后来我想了想,觉得这问题并非与今天的写作毫无关系,从某些名着的传世,其实是能引出一些启发的。应该看到,若从漫长的历史时空来看,文学发展的总趋势是从低级向高级,从简单向复杂的发展,但文学的历史终究不是进化的历史,而是变化的历史。从古及今,文章变化万千,各擅其妙,难分高下,故而,一时代有一时代的文学,硬要互相攀比是不明智的。古典名着再传世,也取代不了当代小说的需要和地位,当代正在发展中,谁能说当代小说中的杰作就一定不传世呢?

不过,现今的学者一般认为,小说经历了三个发展阶段,即生活故事化阶段,人物性格化阶段和人物内心审美化阶段。这大致是不错的。可这并不意味着,后一阶段是对前一阶段的扬弃,后者一定高于前者。故事化也好,性格化也好,心灵审美化也好,完全可以并行不悖,或发挥各自优势,或三管齐下,没有必要过分地抑此扬彼。读者的层面很复杂,需要也极多样,几乎任何一种审美形态的东西,都能在今天的中国找到它的对象。

就说《水浒传》吧,它传世的一个重要秘密,是其深厚的群众基础和强烈的民间性,那些英雄的故事早就在老百姓口头上流传着,连呼保义、玉麒麟之类的诨号,也早已有之。它的人物、故事、价值立场,已跟我们民族文化的精神传统焊接在一起,化为血肉,无法拆解了。它不传世谁传世?《三国演义》、《西游记》亦然。(《红楼梦》的情形略有不同,它不是在民间传说基础上加工的,它的个人化色彩浓厚,鲁迅先生曾说,自《红楼梦》以来,传统的写法被打破了。)现在把这些作品改编成电视剧的人一定要清醒,你是站在文化传统的肩膀上轰动的。人们一面骂,一面忍不住还是爱看,原因是每个人心目中都有自己的宋江、曹操、孙悟空,他要看你改编得像不像。由此使我想到,今天的生活中也有很多编都编不出来的故事,我们的作者不也可以利用它们重起楼阁,搞深加工,从民间土壤上建起大厦吗?弄得好,虽未必传世,却也能赏心悦目。有时我看某些公安题材小说,编得人很吃力,但并不动人,比起某些罪犯的想象力,不知逊色了多少。我当然并不主张照搬生活,而是主张把根子深深扎进民间,充分吸吮民间生活本身的戏剧性资源。

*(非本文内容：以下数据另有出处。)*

PR #1346, opened 2022-04-13
internal/exec: switch log level for failed to fetch the config

sohankunkerkar:
Fixes https://github.com/coreos/fedora-coreos-tracker/issues/1159

### DIFF
--- a/internal/exec/engine.go
+++ b/internal/exec/engine.go
@@ -236,6 +236,9 @@ func (e *Engine) acquireProviderConfig() (cfg types.Config, err error) {
 		// cache config for use by other stages.
 		cfg = emptyConfig
 		e.Logger.Info("%v: provider config was empty, continuing with empty cache config", err)
+	} else if err == resource.ErrNeedNet {
+		e.Logger.Info("failed to fetch config: %s", err)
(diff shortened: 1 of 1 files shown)


dustymabe:
I'm not entirely convinced this is the right move. As there might be cases where we want this to be a warning. @bgilbert - WDYT is the right fix for https://github.com/coreos/fedora-coreos-tracker/issues/1159 ?

bgilbert:
I think this is in the neighborhood of the right fix.  If the error is `ErrNeedNet`, that's a normal outcome and will result in a retry, so let's log at `Info` level.  (I had previously suggested `Notice`, but I think it might be too routine for that.)  For other fetch failures, we should continue logging at `Warning`.  (It's not an `Error` because the user is not required to provide a config.)

dustymabe (approved):

dustymabe (changes requested):
let's change to what bgilbert requested where we add a new else and check `if err == error.ErrNeedNet` then we `Info`, but we leave the current `if err != nil` warning at the bottom.

bgilbert (approved):

PR #1352, opened 2022-04-22
internal/exec: delete enablement symlinks when disabling unit

sohankunkerkar:
We need to delete any enablement symlinks for a unit before sending it to a preset directive. This will help to disable that unit completely. This is a short-term solution until the upstream systemd PR (https://github.com/systemd/systemd/pull/15205) gets accepted.

Fixes https://github.com/coreos/fedora-coreos-tracker/issues/392

### DIFF
--- a/internal/distro/distro.go
+++ b/internal/distro/distro.go
@@ -32,18 +32,19 @@ var (
 	systemConfigDir = "/usr/lib/ignition"
 
 	// Helper programs
-	groupaddCmd = "groupadd"
-	groupdelCmd = "groupdel"
-	mdadmCmd    = "mdadm"
-	mountCmd    = "mount"
-	sgdiskCmd   = "sgdisk"
-	modprobeCmd = "modprobe"
-	udevadmCmd  = "udevadm"
-	usermodCmd  = "usermod"
-	useraddCmd  = "useradd"
-	userdelCmd  = "userdel"
-	setfilesCmd = "setfiles"
-	wipefsCmd   = "wipefs"
+	groupaddCmd  = "groupadd"
+	groupdelCmd  = "groupdel"
+	mdadmCmd     = "mdadm"
+	mountCmd     = "mount"
+	sgdiskCmd    = "sgdisk"
+	modprobeCmd  = "modprobe"
+	udevadmCmd   = "udevadm"
+	usermodCmd   = "usermod"
+	useraddCmd   = "useradd"
+	userdelCmd   = "userdel"
+	setfilesCmd  = "setfiles"
+	wipefsCmd    = "wipefs"
+	systemctlCmd = "systemctl"
 
 	// Filesystem tools
 	btrfsMkfsCmd = "mkfs.btrfs"
@@ -84,18 +85,19 @@ func KernelCmdlinePath() string { return kernelCmdlinePath }
 func BootIDPath() string        { return bootIDPath }
 func SystemConfigDir() string   { return fromEnv("SYSTEM_CONFIG_DIR", systemConfigDir) }
 
-func GroupaddCmd() string { return groupaddCmd }
-func GroupdelCmd() string { return groupdelCmd }
-func MdadmCmd() string    { return mdadmCmd }
-func MountCmd() string    { return mountCmd }
-func SgdiskCmd() string   { return sgdiskCmd }
-func ModprobeCmd() string { return modprobeCmd }
-func UdevadmCmd() string  { return udevadmCmd }
-func UsermodCmd() string  { return usermodCmd }
-func UseraddCmd() string  { return useraddCmd }
-func UserdelCmd() string  { return userdelCmd }
-func SetfilesCmd() string { return setfilesCmd }
-func WipefsCmd() string   { return wipefsCmd }
+func GroupaddCmd() string  { return groupaddCmd }
+func GroupdelCmd() string  { return groupdelCmd }
+func MdadmCmd() string     { return mdadmCmd }
+func MountCmd() string     { return mountCmd }
+func SgdiskCmd() string    { return sgdiskCmd }
+func ModprobeCmd() string  { return modprobeCmd }
+func UdevadmCmd() string   { return udevadmCmd }
+func UsermodCmd() string   { return usermodCmd }
+func UseraddCmd() string   { return useraddCmd }
+func UserdelCmd() string   { return userdelCmd }
+func SetfilesCmd() string  { return setfilesCmd }
+func WipefsCmd() string    { return wipefsCmd }
+func SystemctlCmd() string { return systemctlCmd }
 
 func BtrfsMkfsCmd() string { return btrfsMkfsCmd }
 func Ext4MkfsCmd() string  { return ext4MkfsCmd }
--- a/internal/exec/util/unit.go
+++ b/internal/exec/util/unit.go
@@ -18,10 +18,12 @@ import (
 	"fmt"
 	"net/url"
 	"os"
+	"os/exec"
 	"path/filepath"
 	"syscall"
 
 	"github.com/coreos/ignition/v2/config/v3_4_experimental/types"
+	"github.com/coreos/ignition/v2/internal/distro"
 
 	"github.com/vincent-petithory/dataurl"
 )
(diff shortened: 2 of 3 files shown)


internal/exec/util/unit.go
```diff
@@ -151,6 +153,22 @@ func (ut Util) EnableUnit(enabledUnit string) error {
...
 
 func (ut Util) DisableUnit(disabledUnit string) error {
+	// We need to delete any enablement symlinks for a unit before sending it to a
+	// preset directive. This will help to disable that unit completely.
+	// For more information: https://github.com/coreos/fedora-coreos-tracker/issues/392
+	// This is a short-term solution until the upstream systemd PR
+	// (https://github.com/systemd/systemd/pull/15205) gets accepted.
+	if err := ut.Logger.LogOp(
+		func() error {
+			if _, err := exec.Command(distro.SystemCtl(), "--root=/sysroot", "disable", disabledUnit).CombinedOutput(); err != nil {
```
jlebon, line 163: Does this correctly handle units which do not exist? (I.e. we shouldn't be erroring out in that case.)

jlebon (commented):
Let's add a test for this? Either in the blackbox testsuite, or as an external kola test.

internal/exec/util/unit.go
sohankunkerkar: Yeah, the code doesn't error out though. I didn't find any warning(s)/errors in journal entries.

sohankunkerkar:
> Let's add a test for this? Either in the blackbox testsuite, or as an external kola test.

Yeah, I was thinking about writing an external kola test, however, the blackbox test makes more sense here.

tests/positive/files/units.go
```diff
@@ -259,3 +260,38 @@ func TestMaskUnit() types.Test {
 		ConfigMinVersion: configMinVersion,
 	}
 }
+
+// RemoveEnablementSymLinksforUnit checks if Ignition
+// removes the enablement symlink for a given systemd
+// unit before disbling it.
+func RemoveEnablementSymLinksforUnit() types.Test {
```
jlebon, line 267: I'm not super familiar with blackbox tests, but I don't think this test is correct. I think you need to create the symlink in `in`, and then verify that it was removed in `out` (looks like there's `RemovedNodes` for that).

internal/exec/util/unit.go
sohankunkerkar: > Would be good to add a test verifying this too (i.e. that we don't error out if trying to disable a non-existent unit).

Does this come under a negative test?

tests/positive/files/units.go
jlebon: This is still not quite right I think. `in` should have the enablement symlink too, not just the service file itself, and `out` should only verify that the symlink has been removed.

internal/exec/util/unit.go
jlebon: I think putting it in the same positive test you're creating should be fine.

tests/positive/files/units.go
sohankunkerkar: > `in` should have the enablement symlink too, not just the service file itself, and out should only verify that the symlink has been removed.

I have added an enablement symlink in `in`, but it seems like the test is erroring out with this error: https://github.com/coreos/ignition/blob/main/tests/validator.go#L204

sohankunkerkar: Just wanted to confirm that this patch works fine if I use an Ignition config listed in https://github.com/coreos/fedora-coreos-tracker/issues/392

internal/exec/util/unit.go
```diff
@@ -151,6 +153,23 @@ func (ut Util) EnableUnit(enabledUnit string) error {
...
+	// We need to delete any enablement symlinks for a unit before sending it to a
+	// preset directive. This will help to disable that unit completely.
+	// For more information: https://github.com/coreos/fedora-coreos-tracker/issues/392
+	// This is a short-term solution until the upstream systemd PR
+	// (https://github.com/systemd/systemd/pull/15205) gets accepted.
+	if err := ut.Logger.LogOp(
+		func() error {
+			args := []string{"--root", ut.DestDir, "disable", disabledUnit}
+			if output, err := exec.Command(distro.SystemCtl(), args...).CombinedOutput(); err != nil {
+				return fmt.Errorf("cannot remove symlink(s) for: %s : %v : %q", disabledUnit, err, string(output))
```
jlebon, line 165: I don't think we have spaces before colons in other places where we include the output in the error message.

tests/positive/files/units.go
```diff
@@ -259,3 +260,66 @@ func TestMaskUnit() types.Test {
 		ConfigMinVersion: configMinVersion,
 	}
 }
+
+// RemoveEnablementSymLinksforUnit checks if Ignition
+// removes the enablement symlink for a given systemd
+// unit before disbling it. Also, verifies that the code
```
jlebon, line 266:
```suggestion
// unit marked as disabled. Also, verifies that the code
```

tests/positive/files/units.go
```diff
@@ -259,3 +260,66 @@ func TestMaskUnit() types.Test {
...
+	})
+	out[0].Partitions.AddRemovedNodes("ROOT", []types.Node{
+		{
+			Directory: "/etc/systemd/system/multi-user.target.wants",
+			Name:      "foo.service",
+		},
+		{
+			Directory: "/etc/systemd/system/multi-user.target.wants",
+			Name:      "foo2.service",
+		},
```
jlebon, line 314: What is this testing?

jlebon (commented):
Some comments, but mostly looks sane. Seems like we could fold the second commit into the first.

tests/positive/files/units.go
sohankunkerkar: This part specifically, https://github.com/coreos/ignition/pull/1352#discussion_r861178137

sohankunkerkar:
> Some comments, but mostly looks sane. Seems like we could fold the second commit into the first.

Done!

tests/positive/files/units.go
jlebon: For that, I think it's enough to have the config try to disable a `foo2.service` and the test still passing. (Should we call it e.g. `enoent.service` instead to make it clearer that's what we're testing?)

Verifying that the symlink was removed seems odd because we didn't add a symlink in the first place. I guess this is verifying that `systemctl` isn't creating a symlink when trying to disable a service that doesn't exist? It'd be pretty broken if that happened though. :)

jlebon (approved):
LGTM

For the commit title, maybe something like:

> stages/files: delete enablement symlinks when disabling unit

?

And in the body, it's good that we have links to the related issues and PRs, but let's add a bit more explanation in the commit message itself.

sohankunkerkar:
> stages/files

I don't think we're adding any changes to this folder

sohankunkerkar:
Primarily, there're two commits bc this patch affects two folders i.e. `internal/*` and `tests/positive`

internal/distro/distro.go
```diff
@@ -44,6 +44,7 @@ var (
 	userdelCmd  = "userdel"
 	setfilesCmd = "setfiles"
 	wipefsCmd   = "wipefs"
+	systemctl   = "systemctl"
```
bgilbert, line 47: For consistency, `systemctlCmd`.

internal/distro/distro.go
```diff
@@ -96,6 +97,7 @@ func UseraddCmd() string  { return useraddCmd }
 func UserdelCmd() string  { return userdelCmd }
 func SetfilesCmd() string { return setfilesCmd }
 func WipefsCmd() string   { return wipefsCmd }
+func SystemCtl() string   { return systemctl }
```
bgilbert, line 100: Likewise, `SystemctlCmd()`.

internal/exec/util/unit.go
```diff
@@ -151,6 +153,23 @@ func (ut Util) EnableUnit(enabledUnit string) error {
...
+	// (https://github.com/systemd/systemd/pull/15205) gets accepted.
+	if err := ut.Logger.LogOp(
+		func() error {
+			args := []string{"--root", ut.DestDir, "disable", disabledUnit}
+			if output, err := exec.Command(distro.SystemCtl(), args...).CombinedOutput(); err != nil {
+				return fmt.Errorf("cannot remove symlink(s) for %s: %v: %q", disabledUnit, err, string(output))
+			}
+			return nil
+		},
+		"removing enablement symlink(s) for: %q", disabledUnit,
```
bgilbert, line 169: Tiny nit:

```suggestion
		"removing enablement symlink(s) for %q", disabledUnit,
```

tests/positive/files/units.go
```diff
@@ -259,3 +260,63 @@ func TestMaskUnit() types.Test {
...
+			Contents: "[Unit]\nDescription=f\n[Service]\nType=oneshot\nExecStart=/usr/bin/true\n[Install]\nWantedBy=multi-user.target\n",
+		},
+	})
+	out[0].Partitions.AddRemovedNodes("ROOT", []types.Node{
+		{
+			Directory: "/etc/systemd/system/multi-user.target.wants",
+			Name:      "foo.service",
+		},
+	})
+	configMinVersion := "3.3.0"
```
bgilbert, line 313: I think this can be 3.0.0.

bgilbert (commented):
Changes look good; just a few nits.  The commit message could still use a bit more detail; it doesn't say _why_ we need to do this.

bgilbert (approved):
:+1:

PR #261, opened 2022-08-30
FPR Bugfixes and Feature Enhancements

coreyostrove:
The changes in this branch include the following:

1. Fixes to the EigenvalueParamDenseOp to include as parameters all of the off-diagonal elements of the kite. This fix is of independent interest beyond FPR.
2. Modifications and feature enhancements for per-germ and per-germ power FPR.
3. Some minor bugfixes to the fisher information calculations in edesigntools (probably should have been made on a separate branch, sorry!).

Since github has indicated that fully automatic merging won't work, my apologies in advance if this pull request is a pain to incorporate into develop.


coreyostrove:
I just took a look at the logs to see which unit tests were failing and it looks like it is the test for verifying a certain set of fiducials is generated by the FPR algorithm. It looks like this is hardcoded in at the moment and I'm guessing that one of my changes made it so a different set of fiducials is returned now. Should be an easy thing to fix.

sserita:
Ok, thanks for looking into the tests. I'll take a look at this more closely when everything passes.

pygsti/algorithms/fiducialpairreduction.py
```diff
@@ -680,97 +945,374 @@ def _get_number_amplified(m0, m1, len0, len1):
...
+                                 gsGerm, power, mem_limit, printer, search_mode, seed, n_random, dof_per_povm, 
+                                 min_iterations=1, lowest_eigenval_tol=1e-1,
+                                 candidate_set_seed=None, num_soln_returned=1, type_soln_returned='best'):
     #Get dP-matrix for full set of fiducials, where
     # P_ij = <E_i|germ^exp|rho_j>, i = composite EVec & fiducial index,
     #   j is similar, and derivs are wrt the "eigenvalues" of the germ
     #  (i.e. the parameters of the gsGerm model).
+    
+    #debugging
+    print('Entered helper function _get_per_germ_power_fidpairs')
```
sserita, line 958: Maybe comment out these debug statements? In this whole function actually

pygsti/algorithms/fiducialpairreduction.py
```diff
@@ -290,11 +298,12 @@ def _get_number_amplified(m0, m1, len0, len1, verb):
                       for iEStr in range(nEStrs)]
     return listOfAllPairs
 
-
+#@_deprecated_fn('find_sufficient_fiducial_pairs_per_germ_power')
```
sserita, line 301: I thought we did end up deprecating per germ power? Or are we keeping it for the per-germ power random "robustness" feature

pygsti/tools/edesigntools.py
```diff
@@ -288,6 +290,23 @@ def calculate_fisher_information_matrices_by_L(model, circuits, num_shots=1, ter
 
     fisher_information_by_L = {}
     prev_L = None
+    
+    #Check whether we need to add in addtional circuits from _additonal_circuit by checking if it is empty.
+    if circuits._additional_circuits:
```
sserita, line 295: I forgot about this bugfix, thanks for catching it!

sserita (changes requested):
Just take out some debug print statements and I think we're basically there.

pygsti/algorithms/fiducialpairreduction.py
coreyostrove: Some of these are debug statements and others are for progress logging. I'll go ahead and comment out the debug ones and swap the progress logging with calls to one of pygsti's VerbosityPrinter objects with an appropriate verbosity flag so they only show up when desired.

pygsti/algorithms/fiducialpairreduction.py
coreyostrove: Good question, I'm not sure if the right move is deprecation or not here. The justification for keeping it around would be the robustness conjecture, but even that claim hasn't actually been tested yet.

pygsti/algorithms/fiducialpairreduction.py
coreyostrove: I've made the aforementioned logging changes.

coreyostrove:
Following up again on this endless saga of unit testing. As of now all of the unit tests are passing on ubuntu, and so are all of the unit tests related to FPR on windows . The remaining failing tests look to be related to Qibo integration, and the errors only show up on python 3.8+ for some reason. (See the actions logs for commit  3bf5e48 and 1654a70) I can look into this if you'd like (though, @enielse would probably be better suited to do so since it involves Qibo). Either way any unit test fixes related to Qibo are probably out of scope for this PR, and I'd suggest we stick those on a different bugfix branch.

sserita:
Thanks for your effort on this Corey. I'll do a full review of this PR again later this week, but my 30 second skim does leave me mildly concerned about the Qibo tests. At a high-level, it just seems like a kwarg mismatch - however, we have actions post-Qibo merge where these don't occur ([first example](https://github.com/pyGSTio/pyGSTi/runs/7813439521)).
What this means to me is maybe there was an issue merging develop into this branch? Or at least, I would like to double check that this was not the case before final approval.

coreyostrove:
I was re-running the CI jobs individually to confirm my assertion that the ubuntu jobs were still passing after the latest commits, but they failed on the qibo tests now which I found strange since there were no changes in those commits that could've possibly affected these tests (a kwarg update on a tutorial notebook and an update to the FPR unit tests). Long story short, the qibo devs pushed a new release to pypi on 9/3, and in this new release the seed kwarg has been removed from all of the Channel objects. There wasn't any explanation on the corresponding commit (SHA d182b9b if you're curious) on the rationale for this change, unfortunately.

On our end I'm not familiar with the qibo evotype code, so I'm not sure how essential this functionality was. Either way we'll need to have a separate discussion on how to proceed. I'm guessing we can either update the evotypes on our end to work around this or else update the requirements to use the previous release at the expense of whatever other new features/enhancements were included in this new one. Either way this is outside the scope of this PR so I'll open up an issue thread so we can migrate this discussion there.

sserita:
I see. I didn't realize it was a Qibo-side change. Thanks for looking into it more in-depth than I did.

Yes, in that case, I agree that it should be moved to a separate thread and either Erik or I will handle it. Incidentally, the proper location of RNG seeding is a problem we also have with other evotypes (e.g. CHP), so it's interesting to see that Qibo changed their interface...

jupyter_notebooks/Tutorials/algorithms/advanced/GST-FiducialPairReduction.ipynb
```diff
@@ -11,9 +11,11 @@
...
     "\n",
-    "- **Global fiducial pair reduction (GFPR)** removes the same intelligently-selected set of fiducial pairs for all germ-powers.  This is a conceptually simple method of reducing the operation sequences, but it is the most computationally intensive since it repeatedly evaluates the number of amplified parameters for en *entire germ set*.  In practice, while it can give very large sequence reductions, its long run can make it prohibitive, and the \"per-germ\" reduction discussed next is used instead.\n",
+    "- **Global fiducial pair reduction (GFPR)** removes the same intelligently-selected set of fiducial pairs for all germ-powers.  This is a conceptually simple method of reducing the operation sequences, but it is the most computationally intensive since it repeatedly evaluates the number of amplified parameters for en *entire germ set*.  In practice, while it can give very large sequence reductions, its long run can make it prohibitive, and the \"per-germ\" reduction discussed next is used instead. \n",
```
sserita, line 14: Just bookmarking for us, but we may want to deprecate/underemphasize global FPR... It's slow and not any better than per-germ.

pygsti/algorithms/fiducialpairreduction.py
sserita: We can keep it for now, and consider testing robustness vs deprecation later.

sserita (approved):

enielse (commented):
Looks great!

这几年创作上的一个趋向是回归故事,影视业对文学的索取又在助长着这种倾向。这似乎是大势所趋。听故事是人的天性,小说的基本层面本来就是讲故事。问题在于怎么讲,会讲不会讲。古典名着的讲故事,一是突出人物,二是饱含细节,三是富有意蕴,这是它立于不败之地的根源。人是魂,没有被平添几个不朽的文学形象更令人神旺的了。世事无论多么新鲜,转眼即逝,惟有人物,可以长期存活。现在的某些小说,故事之内无人物,人物身上无细节,故事之外也无可供咀嚼的意蕴,剩下的就只能是一个事件过程的空壳了,作者怎样玩叙述也掩不住平庸的实质,这自然就谈不上流传与否的问题了。现在讲故事的人和机会越来越多了,可惜好故事并不多,不妨多看看古典名着,或能让人清醒,故事的骨头上该长什么肉,该能撑起多大的审美空间。

一九九八年六月

6.美丽出自痛苦--读《高窗听雪》致刘兆林

兆林兄:

您好!

今天是周日,北京的天阴晦着,我的心也沉悠悠的,忽然就想起你的散文集《高窗听雪》。这本书我放在枕边多日,不时地读几篇,怕复杂的感觉消失,有些篇我还想再读。我的心已是结了厚茧,一般的书很难撼动,我甚至养成了坏习惯,总爱找写作者的弱点,总想讥诮虚饰的矫情,可是,读《父亲祭》,眼泪滴湿了枕巾,几次喉头哽咽,读不下去。这哪是赏心悦目,怡情养性的美文,这是人生的悲歌,充满了惨烈与创伤,悲恨相续,如泣如诉。外在的苦难与人性本身的冷酷、自私所造成的苦难怎么就没个尽头?哪里才是人的自救之路?读这种文章,我直想冲到屋外去,希望面对的是一场纷纷扬扬,铺天盖地的大雪,只有这无边的豪雪才能发抒我深深的积郁和迷惘。马加老前辈评你的《父亲祭》“在抒发父子感情方面却达到了登峰造极的地步”,不为过分。他有他的道理。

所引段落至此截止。